Guided reading focuses on teacher-led small group instruction with texts at the students’ instructional level. We use this time to:
- Introduce word work
- Observe reading behaviors
- Provide explicit teaching points (one at a time—less is more!)
- Scaffold understanding with targeted strategies
In contrast, reading apprenticeship—especially at the high school level—is about gradually releasing responsibility so students can read and reason independently. It’s built on Pillar 2: Rich content coverage and Pillar 3: Gradual release. This approach helps students become metacognitive readers who take risks like saying, “I didn’t understand that—can someone help me?”
Both methods have their place. The key is knowing when to lead, when to guide, and when to let students take the wheel.
Teaching Students to Think Aloud and Read Strategically
Modeling is essential. A digital modeling book with these four parts can be incredibly helpful:
- Learning Intention
- Success Criteria
- Vocabulary (co-constructed with students)
- Teaching Points (e.g., identifying main ideas, understanding author’s craft)
Use screenshots of 1–2 text pages. Model how to notice key details and then let students justify ideas with evidence. Encourage students to annotate and leave digital comments to show thinking and participation in group discussions.
Vocabulary: Set Them Up for Success
Gift your students the right vocabulary. Use word cards, displays, and multiple encounters with key terms. Vocabulary is more than definitions—it's about using, seeing, and understanding words in context.
Introduce new texts by previewing vocabulary, but leave room for student exploration. Foreshadow where needed, but trust them to engage with the text using the scaffolds you’ve provided.
Observing Readers: Less Testing, More Listening
One of the most powerful teaching tools is listening to students read aloud. Have cues in place for when individual students will read, and use a recording sheet or even Google videos for playback and reflection.
- Use running record-style observation:
- Left column: What they read correctly
- Right column: Omissions, misreads, errors that affect comprehension
Avoid bombarding them with comprehension questions. Instead, listen for fluency—expression, pace, volume, smoothness—and use that to inform your next teaching move.

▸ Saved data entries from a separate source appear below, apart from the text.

PR #1758, opened 2019-04-17
Make contribution types configurable

tomrf1:
## Why are you doing this?
Contribution types (aka frequencies) are now configurable from the Support Admin Console.
This lets us configure which contributionTypes are available in each region, and which is the default.

This change gets the contributionTypes settings from s3 (currently they're in the javascript) and sends them to the client.

## Changes

* Server gets the settings from `contributionTypes.json` (along with switches and amounts settings)
* Client uses the settings in window.guardian.settings

### DIFF
--- a/support-frontend/app/admin/settings/ContributionTypes.scala
+++ b/support-frontend/app/admin/settings/ContributionTypes.scala
@@ -1,0 +1,39 @@
+package admin.settings
+
+import com.gu.support.encoding.JsonHelpers
+import io.circe.{Decoder, Encoder}
+
+sealed trait ContributionType
+case object ONE_OFF extends ContributionType
+case object MONTHLY extends ContributionType
+case object ANNUAL extends ContributionType
+
+case object ContributionType {
+  implicit val contributionTypeEncoder: Encoder[ContributionType] = Encoder.encodeString.contramap[ContributionType](_.toString)
+
+  implicit val contributionTypeDecoder: Decoder[ContributionType] = JsonHelpers.decodeStringAndCollect {
+    case "ONE_OFF" => ONE_OFF
+    case "MONTHLY" => MONTHLY
+    case "ANNUAL" => ANNUAL
+  }
+}
+
+case class ContributionTypeSetting(contributionType: ContributionType, isDefault: Option[Boolean])
+
+case class ContributionTypes(
+  GBPCountries: Seq[ContributionTypeSetting],
+  UnitedStates: Seq[ContributionTypeSetting],
+  EURCountries: Seq[ContributionTypeSetting],
+  International: Seq[ContributionTypeSetting],
+  Canada: Seq[ContributionTypeSetting],
+  AUDCountries: Seq[ContributionTypeSetting],
+  NZDCountries: Seq[ContributionTypeSetting]
+)
+
+object ContributionTypes {
+  import io.circe.generic.auto._
+  import ContributionType._
+
+  implicit val contributionTypesDecoder = Decoder[ContributionTypes]
+  implicit val contributionTypesEncoder = Encoder[ContributionTypes]
+}
--- a/support-frontend/assets/helpers/globals.js
+++ b/support-frontend/assets/helpers/globals.js
@@ -57,6 +57,15 @@ const getSettings = (): Settings => getGlobal('settings') || {
       ANNUAL: [],
     },
   },
+  contributionTypes: {
+    GBPCountries: [],
+    UnitedStates: [],
+    EURCountries: [],
+    AUDCountries: [],
+    International: [],
+    NZDCountries: [],
+    Canada: [],
+  },
 };
 
 const getProductPrices = (): ?ProductPrices => getGlobal('productPrices');
--- a/support-frontend/assets/helpers/globals.js
+++ b/support-frontend/assets/helpers/globals.js
@@ -16,46 +16,24 @@ function getGlobal<T>(path: string = ''): ?T {
   return null;
 }
 
+const emptyAmountsSettings = {
+  ONE_OFF: [],
+  MONTHLY: [],
+  ANNUAL: [],
+};
+
 const getSettings = (): Settings => getGlobal('settings') || {
   switches: {
     experiments: {},
   },
   amounts: {
-    GBPCountries: {
-      ONE_OFF: [],
-      MONTHLY: [],
-      ANNUAL: [],
-    },
-    UnitedStates: {
-      ONE_OFF: [],
-      MONTHLY: [],
-      ANNUAL: [],
-    },
-    EURCountries: {
-      ONE_OFF: [],
-      MONTHLY: [],
-      ANNUAL: [],
-    },
-    AUDCountries: {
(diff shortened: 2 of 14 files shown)


support-frontend/assets/helpers/globals.js
```diff
@@ -16,46 +16,33 @@ function getGlobal<T>(path: string = ''): ?T {
...
+    GBPCountries: emptyAmountsSettings,
+    UnitedStates: emptyAmountsSettings,
+    EURCountries: emptyAmountsSettings,
+    AUDCountries: emptyAmountsSettings,
+    International: emptyAmountsSettings,
+    NZDCountries: emptyAmountsSettings,
+    Canada: emptyAmountsSettings,
+  },
+  contributionTypes: {
+    GBPCountries: [],
```
tomrf1: I wonder if it's worth combining the amounts + contributionTypes settings into one model, e.g.

```
type Amount = {
  value: string,
  isDefault?: boolean,
}

type ContributionTypeSetting = {
  isDefault?: boolean,
  amounts: Amounts[],
}

type ContributionTypesSettings = {
  [CountryGroupId]: ContributionTypeSetting[],
}
```

support-frontend/app/admin/settings/ContributionTypes.scala
```diff
@@ -0,0 +1,39 @@
...
+
+sealed trait ContributionType
+case object ONE_OFF extends ContributionType
+case object MONTHLY extends ContributionType
+case object ANNUAL extends ContributionType
+
+case object ContributionType {
+  implicit val contributionTypeEncoder: Encoder[ContributionType] = Encoder.encodeString.contramap[ContributionType](_.toString)
+
+  implicit val contributionTypeDecoder: Decoder[ContributionType] = JsonHelpers.decodeStringAndCollect {
```
joelochlann: is there a circe macro that could avoid this boilerplate? or maybe using enumeratum? just curious!

tomrf1: good suggestion - looks like enumeratum solves this https://github.com/lloydmeta/enumeratum#circe
([explanation of why it doesn't do this out of the box](https://stackoverflow.com/a/37015184))

support-models/src/main/scala/com/gu/support/encoding/JsonHelpers.scala
```diff
@@ -98,4 +98,11 @@ object JsonHelpers {
     def getField(key: String) = json.hcursor.downField(key).focus
   }
 
+  //Decodes an expected json string to T if the given partial function is defined for the string value
+  def decodeStringAndCollect[T](pf: PartialFunction[String,T]): Decoder[T] = Decoder.decodeString.emap { s =>
```
joelochlann: is this what works in conjunction with the stuff in `ContributionTypes.scala` to encode/decode a sum type to JSON? (asking for my own Scala curiosity!)

support-frontend/assets/pages/new-contributions-landing/contributionsLandingInit.js
```diff
@@ -63,13 +64,25 @@ function getInitialPaymentMethod(
...
+      contributionTypes[countryGroupId][0].contributionType;
+  };
+
+  const contributionType =
+    getContributionTypeFromUrlOrElse(getContributionTypeFromSessionOrElse(getDefaultContributionType()));
+
   return (
     // make sure we don't select a contribution type which isn't on the page
-    getValidContributionTypes(countryGroupId).includes(contributionType)
+    contributionTypes[countryGroupId].find(ct => ct.contributionType === contributionType)
```
joelochlann: the overall logic of this function is a bit hard to follow for me now. especially the appearance of the `contributionTypes[countryGroupId][0].contributionType` fallback in two places - is there a way to clarify?

support-frontend/assets/helpers/globals.js
joelochlann: Yes! We could put everything that's specific to region + contribution type in there.

joelochlann: (e.g. possibly the "editorialise amounts" copy, `Contributing £50 works out as 14p a day`)

support-models/src/main/scala/com/gu/support/encoding/JsonHelpers.scala
tomrf1: yep, it's just a convenient way to match on a json string, for case object decoding

support-frontend/assets/pages/new-contributions-landing/components/ContributionTypeTabs.jsx
```diff
@@ -18,6 +17,7 @@ import type { Switches } from 'helpers/settings';
 import type { CountryGroupId } from 'helpers/internationalisation/countryGroup';
 import { type State } from '../contributionsLandingReducer';
 import { updateContributionTypeAndPaymentMethod } from '../contributionsLandingActions';
+import type { ContributionTypes, ContributionTypeSetting } from '../../../helpers/contributions';
```
joelochlann: I think I'd rather not have a relative path to `helpers` in case the file moves... I know that there are other relative paths, but they're to very local contribution-specific files rather than the global helpers

support-frontend/assets/pages/new-contributions-landing/contributionsLandingInit.js
```diff
@@ -45,6 +45,7 @@ import type { ExistingPaymentMethod } from '../../helpers/existingPaymentMethods
 import { setExistingPaymentMethods } from '../../helpers/page/commonActions';
 import { doesUserAppearToBeSignedIn } from '../../helpers/user/user';
 import { isSwitchOn } from 'helpers/globals';
+import type { ContributionTypes } from '../../helpers/contributions';
```
joelochlann: ahh - I see lots more already existing relative paths to `helpers` here!

support-frontend/test/codecs/CirceDecodersTest.scala
```diff
@@ -192,7 +192,51 @@ class CirceDecodersTest extends WordSpec with MustMatchers {
           |            { "value": "25", "isDefault": true }
           |        ]
           |    }
-          |  }
+          |  },
+          |  "contributionTypes": {
+          |"GBPCountries": [
```
joelochlann: I know it's a bit of a pain but it would be nice to have correct indentation here to help skim-reading the file

support-frontend/assets/helpers/globals.js
tomrf1: the migration could be quite complicated so I'll create a trello card to address this

support-frontend/assets/pages/new-contributions-landing/contributionsLandingInit.js
tomrf1: I've just pushed https://github.com/guardian/support-frontend/pull/1758/commits/3c3495042def3dfdc794905cc47b12427e4d7f5b to attempt to address this.
It checks the url/session (which may or may not be valid) before using the settings.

Student-Led Discussion: Make It Conversational
The goal is to build purposeful, peer-to-peer conversations. Everything should go back to the text. Use the oral language strand to frame ground rules for talk, and support effective questioning—both open and probing types.
- Before sending students off to read:
- Annotate together
- Set a clear purpose for reading
- Prepare background knowledge using multi-modal materials (e.g., videos, anticipation guides)
Consolidation and Follow-Up: Revisit, Don’t Reinvent
Follow-up sessions aren’t for introducing new content. They’re for:
- Rehearsing vocabulary and strategies
- Consolidating learning
- Bringing together different perspectives
- Blogging or sharing outcomes in digital spaces
This is where students truly start to own the learning, reflecting on what they’ve read and how they’ve read it.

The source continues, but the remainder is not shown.